PR #1780, opened 2023-12-11
Make example in pipe.md compatible with both Windows and Unix-type system with less code

HosseinAssaran:


marioidival:
Hello @HosseinAssaran thank you for all previous PR... Can you take a look into this conflict please?

PR #1786, opened 2023-12-14
Mention a source that gives a solution for the assignment in testcase_mapreduce.md

HosseinAssaran:


hkBst:
I'm not sure about the policy about linking to extern solutions, but looking at your solution I see missing indentation and comment lines with wildly different lengths, and then a typo like `THEARD_LIMIT`. I have the impression that otherwise you put a lot of effort in and I did not notice any serious issues, but it definitely needs a bit more polishing.

I personally also think that if an example solution is required, then it should not be external.

PR #1793, opened 2024-01-04
Fix translation workflow

dalance:
I found a missing command in translation workflow.


dalance:
Sorry. This change is not required.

========================================================================

Every record above needs to be restated exactly.

PR #1780, opened 2023-12-11
Make example in pipe.md compatible with both Windows and Unix-type system with less code

HosseinAssaran:


marioidival:
Hello @HosseinAssaran thank you for all previous PR... Can you take a look into this conflict please?

PR #1786, opened 2023-12-14
Mention a source that gives a solution for the assignment in testcase_mapreduce.md

HosseinAssaran:


hkBst:
I'm not sure about the policy about linking to extern solutions, but looking at your solution I see missing indentation and comment lines with wildly different lengths, and then a typo like `THEARD_LIMIT`. I have the impression that otherwise you put a lot of effort in and I did not notice any serious issues, but it definitely needs a bit more polishing.

I personally also think that if an example solution is required, then it should not be external.

PR #1793, opened 2024-01-04
Fix translation workflow

dalance:
I found a missing command in translation workflow.


dalance:
Sorry. This change is not required.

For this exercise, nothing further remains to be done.